Data provided section start
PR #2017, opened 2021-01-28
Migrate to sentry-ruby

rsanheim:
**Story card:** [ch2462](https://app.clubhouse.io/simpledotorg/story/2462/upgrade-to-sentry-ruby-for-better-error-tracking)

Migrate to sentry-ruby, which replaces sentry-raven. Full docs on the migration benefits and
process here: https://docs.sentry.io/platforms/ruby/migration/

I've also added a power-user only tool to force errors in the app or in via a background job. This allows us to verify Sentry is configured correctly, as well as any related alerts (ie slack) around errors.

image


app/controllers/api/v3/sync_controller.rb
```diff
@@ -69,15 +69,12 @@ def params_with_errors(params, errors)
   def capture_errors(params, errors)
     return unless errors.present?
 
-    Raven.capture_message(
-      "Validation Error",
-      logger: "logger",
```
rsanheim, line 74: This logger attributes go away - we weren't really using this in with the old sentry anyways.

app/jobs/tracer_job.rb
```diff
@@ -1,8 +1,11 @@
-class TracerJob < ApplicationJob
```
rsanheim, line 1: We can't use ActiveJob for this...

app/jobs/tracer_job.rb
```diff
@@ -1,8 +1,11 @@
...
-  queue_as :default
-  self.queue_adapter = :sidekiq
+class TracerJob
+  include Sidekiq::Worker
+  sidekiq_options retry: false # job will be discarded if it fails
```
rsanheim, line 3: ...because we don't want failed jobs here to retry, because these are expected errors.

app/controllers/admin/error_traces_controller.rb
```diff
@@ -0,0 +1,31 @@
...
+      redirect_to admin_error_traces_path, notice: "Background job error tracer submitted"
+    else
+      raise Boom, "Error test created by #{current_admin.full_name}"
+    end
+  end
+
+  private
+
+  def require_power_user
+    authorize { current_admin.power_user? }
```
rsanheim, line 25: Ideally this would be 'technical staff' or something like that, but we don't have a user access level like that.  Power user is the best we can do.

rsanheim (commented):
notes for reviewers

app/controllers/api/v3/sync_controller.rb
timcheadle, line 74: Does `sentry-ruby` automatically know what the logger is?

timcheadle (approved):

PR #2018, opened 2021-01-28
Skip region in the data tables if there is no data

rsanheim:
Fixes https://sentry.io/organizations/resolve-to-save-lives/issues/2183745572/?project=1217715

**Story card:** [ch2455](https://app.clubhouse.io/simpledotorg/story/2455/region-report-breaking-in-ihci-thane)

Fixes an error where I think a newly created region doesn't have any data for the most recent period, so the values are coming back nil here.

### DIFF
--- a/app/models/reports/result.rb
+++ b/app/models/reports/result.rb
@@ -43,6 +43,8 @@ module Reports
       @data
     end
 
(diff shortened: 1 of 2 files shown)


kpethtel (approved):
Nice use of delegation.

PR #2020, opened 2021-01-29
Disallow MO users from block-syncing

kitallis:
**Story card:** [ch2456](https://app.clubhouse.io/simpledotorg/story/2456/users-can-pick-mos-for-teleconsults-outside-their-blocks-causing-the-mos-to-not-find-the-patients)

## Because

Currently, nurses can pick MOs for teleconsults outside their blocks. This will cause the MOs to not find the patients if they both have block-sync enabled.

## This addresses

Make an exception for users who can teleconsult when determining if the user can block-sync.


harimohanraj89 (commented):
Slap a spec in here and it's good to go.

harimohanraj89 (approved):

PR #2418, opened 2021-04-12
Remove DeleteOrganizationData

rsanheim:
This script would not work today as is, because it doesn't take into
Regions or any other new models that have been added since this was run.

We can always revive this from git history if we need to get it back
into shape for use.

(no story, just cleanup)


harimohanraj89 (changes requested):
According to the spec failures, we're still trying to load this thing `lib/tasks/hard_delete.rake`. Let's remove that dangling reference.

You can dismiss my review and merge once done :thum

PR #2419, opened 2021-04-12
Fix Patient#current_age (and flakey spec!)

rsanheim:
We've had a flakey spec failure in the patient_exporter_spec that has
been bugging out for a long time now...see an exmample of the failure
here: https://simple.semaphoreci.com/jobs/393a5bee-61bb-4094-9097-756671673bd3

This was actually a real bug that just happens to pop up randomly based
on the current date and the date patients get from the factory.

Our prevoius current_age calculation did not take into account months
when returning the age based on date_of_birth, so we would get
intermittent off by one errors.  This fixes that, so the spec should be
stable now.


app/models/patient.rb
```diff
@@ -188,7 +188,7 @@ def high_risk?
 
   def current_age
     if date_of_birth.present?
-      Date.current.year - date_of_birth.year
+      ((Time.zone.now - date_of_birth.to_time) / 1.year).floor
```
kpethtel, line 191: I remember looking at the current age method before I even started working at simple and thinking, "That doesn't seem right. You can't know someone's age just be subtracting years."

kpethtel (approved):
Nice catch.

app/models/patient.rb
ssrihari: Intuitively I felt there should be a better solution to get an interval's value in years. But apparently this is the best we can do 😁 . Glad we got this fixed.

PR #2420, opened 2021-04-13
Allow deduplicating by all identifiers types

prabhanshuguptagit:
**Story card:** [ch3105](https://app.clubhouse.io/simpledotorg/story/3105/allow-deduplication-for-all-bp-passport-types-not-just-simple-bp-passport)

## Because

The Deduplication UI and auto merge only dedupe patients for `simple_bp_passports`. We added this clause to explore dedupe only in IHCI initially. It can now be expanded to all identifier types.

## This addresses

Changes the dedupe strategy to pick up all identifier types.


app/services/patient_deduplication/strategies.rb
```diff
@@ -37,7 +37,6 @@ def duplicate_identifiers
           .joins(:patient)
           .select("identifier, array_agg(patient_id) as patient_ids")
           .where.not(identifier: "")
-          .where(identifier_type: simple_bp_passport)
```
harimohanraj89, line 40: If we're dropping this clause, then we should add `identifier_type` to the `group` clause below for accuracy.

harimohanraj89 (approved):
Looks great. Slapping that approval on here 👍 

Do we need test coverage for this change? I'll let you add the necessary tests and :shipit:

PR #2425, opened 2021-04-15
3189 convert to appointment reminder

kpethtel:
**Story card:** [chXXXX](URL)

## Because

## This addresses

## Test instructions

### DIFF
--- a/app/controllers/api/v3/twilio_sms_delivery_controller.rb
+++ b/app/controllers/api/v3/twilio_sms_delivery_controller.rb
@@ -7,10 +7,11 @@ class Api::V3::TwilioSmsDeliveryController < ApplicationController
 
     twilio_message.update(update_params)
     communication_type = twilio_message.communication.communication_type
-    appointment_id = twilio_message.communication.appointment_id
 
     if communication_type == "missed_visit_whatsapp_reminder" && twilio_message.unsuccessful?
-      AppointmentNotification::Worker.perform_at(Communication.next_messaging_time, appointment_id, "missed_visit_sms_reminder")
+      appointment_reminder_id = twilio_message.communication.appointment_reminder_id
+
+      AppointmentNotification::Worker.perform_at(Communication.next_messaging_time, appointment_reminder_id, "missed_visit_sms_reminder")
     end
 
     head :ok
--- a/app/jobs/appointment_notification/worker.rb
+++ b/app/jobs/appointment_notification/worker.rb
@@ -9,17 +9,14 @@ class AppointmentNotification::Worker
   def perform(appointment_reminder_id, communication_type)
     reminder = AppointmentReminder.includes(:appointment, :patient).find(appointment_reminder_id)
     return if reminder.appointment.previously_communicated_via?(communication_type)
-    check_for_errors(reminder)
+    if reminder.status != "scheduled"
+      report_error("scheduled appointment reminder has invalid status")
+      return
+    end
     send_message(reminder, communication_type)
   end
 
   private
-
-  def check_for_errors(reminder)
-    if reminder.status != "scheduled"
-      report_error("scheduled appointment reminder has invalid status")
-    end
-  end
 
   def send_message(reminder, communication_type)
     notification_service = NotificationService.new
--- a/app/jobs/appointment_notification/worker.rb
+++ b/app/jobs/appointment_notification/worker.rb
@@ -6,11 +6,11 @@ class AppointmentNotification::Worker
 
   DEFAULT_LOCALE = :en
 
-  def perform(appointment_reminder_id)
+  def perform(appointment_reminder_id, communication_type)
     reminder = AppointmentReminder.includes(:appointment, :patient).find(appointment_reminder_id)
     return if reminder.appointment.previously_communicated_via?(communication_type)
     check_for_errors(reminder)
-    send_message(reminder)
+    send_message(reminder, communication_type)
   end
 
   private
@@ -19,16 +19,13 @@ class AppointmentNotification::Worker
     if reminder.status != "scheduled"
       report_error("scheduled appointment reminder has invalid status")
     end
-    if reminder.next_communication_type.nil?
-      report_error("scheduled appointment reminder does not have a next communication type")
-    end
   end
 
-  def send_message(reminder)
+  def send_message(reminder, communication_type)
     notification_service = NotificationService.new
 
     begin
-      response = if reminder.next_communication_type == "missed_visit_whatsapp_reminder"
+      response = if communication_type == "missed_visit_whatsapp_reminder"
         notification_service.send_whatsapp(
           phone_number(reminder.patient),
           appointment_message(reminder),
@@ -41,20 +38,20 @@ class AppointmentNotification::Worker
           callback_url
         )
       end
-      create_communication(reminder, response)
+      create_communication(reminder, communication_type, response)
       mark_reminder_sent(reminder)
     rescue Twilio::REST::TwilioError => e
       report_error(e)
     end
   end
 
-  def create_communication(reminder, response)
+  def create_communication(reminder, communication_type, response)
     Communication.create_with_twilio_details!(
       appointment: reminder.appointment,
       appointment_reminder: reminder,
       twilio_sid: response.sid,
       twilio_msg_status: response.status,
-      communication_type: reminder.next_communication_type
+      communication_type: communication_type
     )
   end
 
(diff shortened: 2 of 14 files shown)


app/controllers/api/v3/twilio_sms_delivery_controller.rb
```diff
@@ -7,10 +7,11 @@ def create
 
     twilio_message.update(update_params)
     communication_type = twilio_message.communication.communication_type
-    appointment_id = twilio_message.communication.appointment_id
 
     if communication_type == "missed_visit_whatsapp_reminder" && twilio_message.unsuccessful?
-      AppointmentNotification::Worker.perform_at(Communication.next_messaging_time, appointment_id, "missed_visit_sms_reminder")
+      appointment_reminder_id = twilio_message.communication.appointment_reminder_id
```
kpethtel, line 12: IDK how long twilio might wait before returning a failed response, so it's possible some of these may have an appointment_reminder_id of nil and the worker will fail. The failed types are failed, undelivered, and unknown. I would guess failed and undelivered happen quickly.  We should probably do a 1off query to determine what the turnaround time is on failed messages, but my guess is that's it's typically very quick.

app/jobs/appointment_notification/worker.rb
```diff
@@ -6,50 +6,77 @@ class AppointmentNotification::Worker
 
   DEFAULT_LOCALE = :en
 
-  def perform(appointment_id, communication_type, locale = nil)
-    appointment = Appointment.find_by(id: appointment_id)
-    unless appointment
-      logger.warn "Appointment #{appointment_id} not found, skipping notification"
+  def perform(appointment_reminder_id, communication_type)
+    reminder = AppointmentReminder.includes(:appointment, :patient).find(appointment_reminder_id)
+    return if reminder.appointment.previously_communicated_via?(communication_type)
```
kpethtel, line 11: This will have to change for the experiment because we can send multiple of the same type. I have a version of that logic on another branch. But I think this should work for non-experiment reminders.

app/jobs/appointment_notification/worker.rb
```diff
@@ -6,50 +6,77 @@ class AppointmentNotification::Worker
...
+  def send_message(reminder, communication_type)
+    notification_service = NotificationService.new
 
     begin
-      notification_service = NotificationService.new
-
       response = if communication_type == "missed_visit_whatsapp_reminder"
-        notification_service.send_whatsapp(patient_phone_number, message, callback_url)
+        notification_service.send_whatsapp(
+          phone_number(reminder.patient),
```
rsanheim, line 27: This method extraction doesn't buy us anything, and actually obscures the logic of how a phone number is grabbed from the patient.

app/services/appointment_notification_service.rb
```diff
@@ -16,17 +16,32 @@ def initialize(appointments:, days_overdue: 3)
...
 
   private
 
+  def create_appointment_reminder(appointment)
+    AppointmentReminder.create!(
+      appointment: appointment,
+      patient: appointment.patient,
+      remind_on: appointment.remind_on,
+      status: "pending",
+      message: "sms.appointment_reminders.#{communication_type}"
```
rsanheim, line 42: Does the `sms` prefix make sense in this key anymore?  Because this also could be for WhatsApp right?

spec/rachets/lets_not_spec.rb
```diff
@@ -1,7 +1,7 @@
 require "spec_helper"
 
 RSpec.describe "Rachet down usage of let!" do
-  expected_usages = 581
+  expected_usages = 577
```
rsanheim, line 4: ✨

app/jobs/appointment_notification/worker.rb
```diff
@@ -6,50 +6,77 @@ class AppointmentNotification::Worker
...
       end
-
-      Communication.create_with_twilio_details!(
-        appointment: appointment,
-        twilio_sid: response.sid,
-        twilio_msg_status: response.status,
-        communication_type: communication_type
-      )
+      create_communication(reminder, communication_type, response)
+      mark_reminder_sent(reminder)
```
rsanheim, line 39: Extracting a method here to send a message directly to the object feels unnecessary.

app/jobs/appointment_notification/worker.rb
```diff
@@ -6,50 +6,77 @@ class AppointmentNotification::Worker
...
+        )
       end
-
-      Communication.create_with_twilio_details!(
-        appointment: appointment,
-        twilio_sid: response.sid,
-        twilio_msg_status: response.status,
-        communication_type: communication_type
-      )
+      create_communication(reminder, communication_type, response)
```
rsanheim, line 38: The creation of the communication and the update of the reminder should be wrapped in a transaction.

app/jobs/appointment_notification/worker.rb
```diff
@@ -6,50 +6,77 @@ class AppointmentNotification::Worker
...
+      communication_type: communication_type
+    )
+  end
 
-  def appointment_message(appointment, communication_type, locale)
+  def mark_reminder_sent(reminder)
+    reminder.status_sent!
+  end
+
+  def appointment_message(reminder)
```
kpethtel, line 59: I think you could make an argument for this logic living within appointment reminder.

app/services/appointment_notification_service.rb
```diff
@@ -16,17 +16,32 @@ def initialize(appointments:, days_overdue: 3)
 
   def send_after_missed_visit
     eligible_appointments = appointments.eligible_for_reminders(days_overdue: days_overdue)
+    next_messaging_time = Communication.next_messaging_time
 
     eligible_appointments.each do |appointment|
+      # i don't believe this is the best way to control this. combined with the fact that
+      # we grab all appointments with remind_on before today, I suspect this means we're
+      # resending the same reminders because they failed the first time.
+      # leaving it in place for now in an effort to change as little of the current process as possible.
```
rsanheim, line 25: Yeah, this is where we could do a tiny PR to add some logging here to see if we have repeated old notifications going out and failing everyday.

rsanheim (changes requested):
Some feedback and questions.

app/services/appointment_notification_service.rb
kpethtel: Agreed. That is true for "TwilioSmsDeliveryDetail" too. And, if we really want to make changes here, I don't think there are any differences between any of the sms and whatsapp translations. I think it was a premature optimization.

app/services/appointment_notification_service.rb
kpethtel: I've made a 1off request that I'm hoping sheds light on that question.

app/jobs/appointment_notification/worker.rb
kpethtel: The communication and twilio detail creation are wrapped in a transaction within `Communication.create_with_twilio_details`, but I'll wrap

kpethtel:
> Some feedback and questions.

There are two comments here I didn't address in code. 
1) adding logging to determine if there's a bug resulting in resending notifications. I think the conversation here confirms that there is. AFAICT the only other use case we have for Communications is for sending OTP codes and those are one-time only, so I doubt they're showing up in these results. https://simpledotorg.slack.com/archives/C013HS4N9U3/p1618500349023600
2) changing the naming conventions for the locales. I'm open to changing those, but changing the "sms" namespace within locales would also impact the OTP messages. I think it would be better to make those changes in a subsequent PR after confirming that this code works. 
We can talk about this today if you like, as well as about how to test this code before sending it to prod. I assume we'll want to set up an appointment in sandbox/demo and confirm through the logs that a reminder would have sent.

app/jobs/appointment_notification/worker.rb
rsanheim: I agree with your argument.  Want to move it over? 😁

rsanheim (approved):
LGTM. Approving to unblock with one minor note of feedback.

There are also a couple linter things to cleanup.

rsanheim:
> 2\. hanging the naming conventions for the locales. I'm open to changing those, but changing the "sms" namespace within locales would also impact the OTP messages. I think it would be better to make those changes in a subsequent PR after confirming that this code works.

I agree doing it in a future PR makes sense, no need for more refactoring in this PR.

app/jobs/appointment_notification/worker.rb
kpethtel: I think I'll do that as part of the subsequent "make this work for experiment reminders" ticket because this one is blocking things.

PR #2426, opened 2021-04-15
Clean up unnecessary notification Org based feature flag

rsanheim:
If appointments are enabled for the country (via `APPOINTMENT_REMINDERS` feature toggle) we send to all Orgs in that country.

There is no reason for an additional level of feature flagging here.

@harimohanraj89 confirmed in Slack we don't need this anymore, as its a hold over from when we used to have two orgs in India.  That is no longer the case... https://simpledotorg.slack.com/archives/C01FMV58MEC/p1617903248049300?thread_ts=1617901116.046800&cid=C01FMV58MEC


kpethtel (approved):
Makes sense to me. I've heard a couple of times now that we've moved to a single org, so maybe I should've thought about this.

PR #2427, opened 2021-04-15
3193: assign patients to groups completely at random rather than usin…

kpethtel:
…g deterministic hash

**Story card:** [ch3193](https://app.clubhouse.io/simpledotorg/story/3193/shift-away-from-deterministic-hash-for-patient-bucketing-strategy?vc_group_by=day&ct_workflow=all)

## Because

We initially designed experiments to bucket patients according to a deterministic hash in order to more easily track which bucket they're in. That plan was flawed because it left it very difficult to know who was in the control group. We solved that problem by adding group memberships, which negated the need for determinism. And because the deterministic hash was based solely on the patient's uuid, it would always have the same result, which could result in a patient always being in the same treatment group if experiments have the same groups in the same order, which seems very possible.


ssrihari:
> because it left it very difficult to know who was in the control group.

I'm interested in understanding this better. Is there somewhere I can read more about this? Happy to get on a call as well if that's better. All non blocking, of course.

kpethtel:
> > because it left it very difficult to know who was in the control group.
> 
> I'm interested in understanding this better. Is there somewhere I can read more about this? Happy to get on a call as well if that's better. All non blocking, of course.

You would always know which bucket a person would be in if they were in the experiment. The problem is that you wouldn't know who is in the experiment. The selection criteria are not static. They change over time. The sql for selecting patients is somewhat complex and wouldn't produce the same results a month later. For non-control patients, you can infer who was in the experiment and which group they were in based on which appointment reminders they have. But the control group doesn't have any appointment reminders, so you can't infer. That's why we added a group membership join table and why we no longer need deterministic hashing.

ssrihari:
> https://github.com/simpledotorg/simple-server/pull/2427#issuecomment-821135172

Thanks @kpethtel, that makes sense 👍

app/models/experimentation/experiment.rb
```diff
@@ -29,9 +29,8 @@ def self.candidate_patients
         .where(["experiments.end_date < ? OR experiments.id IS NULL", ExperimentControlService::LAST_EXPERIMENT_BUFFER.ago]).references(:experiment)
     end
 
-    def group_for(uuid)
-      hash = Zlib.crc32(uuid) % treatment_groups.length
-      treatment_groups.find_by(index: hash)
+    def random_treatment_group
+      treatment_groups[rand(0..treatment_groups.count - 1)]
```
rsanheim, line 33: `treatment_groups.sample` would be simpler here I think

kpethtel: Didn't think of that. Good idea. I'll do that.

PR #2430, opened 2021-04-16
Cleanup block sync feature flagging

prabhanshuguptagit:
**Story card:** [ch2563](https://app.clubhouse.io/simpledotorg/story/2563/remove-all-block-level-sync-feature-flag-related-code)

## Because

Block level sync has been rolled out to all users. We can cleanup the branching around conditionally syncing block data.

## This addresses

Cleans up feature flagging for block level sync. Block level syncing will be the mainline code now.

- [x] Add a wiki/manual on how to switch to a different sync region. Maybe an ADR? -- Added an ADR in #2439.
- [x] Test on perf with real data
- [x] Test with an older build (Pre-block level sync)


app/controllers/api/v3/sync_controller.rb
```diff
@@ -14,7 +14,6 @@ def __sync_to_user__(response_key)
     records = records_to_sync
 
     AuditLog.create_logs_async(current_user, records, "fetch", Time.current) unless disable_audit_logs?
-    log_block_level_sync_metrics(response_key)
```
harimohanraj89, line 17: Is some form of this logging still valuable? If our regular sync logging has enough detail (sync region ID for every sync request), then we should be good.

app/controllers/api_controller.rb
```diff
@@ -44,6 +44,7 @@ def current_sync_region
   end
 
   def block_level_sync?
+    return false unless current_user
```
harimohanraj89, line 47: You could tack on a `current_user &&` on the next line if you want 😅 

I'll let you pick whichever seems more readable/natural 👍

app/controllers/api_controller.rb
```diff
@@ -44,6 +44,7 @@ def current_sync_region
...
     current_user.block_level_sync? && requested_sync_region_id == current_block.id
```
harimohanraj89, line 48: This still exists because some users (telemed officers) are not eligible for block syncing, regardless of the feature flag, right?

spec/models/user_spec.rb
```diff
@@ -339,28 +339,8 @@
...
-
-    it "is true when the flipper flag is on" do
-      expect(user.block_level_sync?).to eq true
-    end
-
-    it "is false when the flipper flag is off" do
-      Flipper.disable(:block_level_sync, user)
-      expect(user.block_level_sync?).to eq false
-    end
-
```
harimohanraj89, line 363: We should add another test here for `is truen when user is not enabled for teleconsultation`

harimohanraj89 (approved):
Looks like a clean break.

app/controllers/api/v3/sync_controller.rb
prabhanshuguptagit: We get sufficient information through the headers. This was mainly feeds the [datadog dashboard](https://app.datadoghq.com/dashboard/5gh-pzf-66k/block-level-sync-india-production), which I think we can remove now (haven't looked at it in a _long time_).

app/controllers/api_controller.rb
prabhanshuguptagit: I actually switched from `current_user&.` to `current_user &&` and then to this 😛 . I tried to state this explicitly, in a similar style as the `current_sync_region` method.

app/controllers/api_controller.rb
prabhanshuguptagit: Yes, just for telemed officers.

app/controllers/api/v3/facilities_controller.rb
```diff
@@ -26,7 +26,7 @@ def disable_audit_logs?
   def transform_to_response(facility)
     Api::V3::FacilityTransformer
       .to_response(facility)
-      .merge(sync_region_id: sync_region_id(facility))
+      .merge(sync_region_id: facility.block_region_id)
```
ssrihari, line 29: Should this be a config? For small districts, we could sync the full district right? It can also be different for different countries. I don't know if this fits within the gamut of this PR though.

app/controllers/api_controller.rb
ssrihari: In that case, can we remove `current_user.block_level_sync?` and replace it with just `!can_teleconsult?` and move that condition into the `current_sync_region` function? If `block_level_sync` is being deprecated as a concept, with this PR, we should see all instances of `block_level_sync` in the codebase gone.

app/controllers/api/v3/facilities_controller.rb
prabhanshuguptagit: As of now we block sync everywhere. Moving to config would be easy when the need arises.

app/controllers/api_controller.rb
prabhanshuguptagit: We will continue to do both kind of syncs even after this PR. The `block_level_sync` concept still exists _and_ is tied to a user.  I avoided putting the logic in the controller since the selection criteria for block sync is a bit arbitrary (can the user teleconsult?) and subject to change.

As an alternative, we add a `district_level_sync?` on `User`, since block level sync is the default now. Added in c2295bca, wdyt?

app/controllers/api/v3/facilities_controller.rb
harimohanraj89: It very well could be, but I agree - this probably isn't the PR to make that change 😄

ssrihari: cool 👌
Data provided section end
* **Try it**
Gather, from the listing above, every line carrying the word "ruby".

* **Exercise solution**
Migrate to sentry-ruby
**Story card:** [ch2462](https://app.clubhouse.io/simpledotorg/story/2462/upgrade-to-sentry-ruby-for-better-error-tracking)
Migrate to sentry-ruby, which replaces sentry-raven. Full docs on the migration benefits and
process here: https://docs.sentry.io/platforms/ruby/migration/
timcheadle, line 74: Does `sentry-ruby` automatically know what the logger is?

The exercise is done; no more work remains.